── SOURCE DATA ──

PR #36, opened 2021-09-05
Add extension-apiserver-authentication-reader role to sched

Tal-or:
In the logs of the controller and scheduler pods you can see the following error message:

───

_REQUIREMENT_
Exactly the lines from the one containing "Add extension-apiserver-authentication-reader role" through the last line of the material above are to be returned, with nothing else.

_OUTPUT BELOW_
Add extension-apiserver-authentication-reader role to sched

Tal-or:
In the logs of the controller and scheduler pods you can see the following error message:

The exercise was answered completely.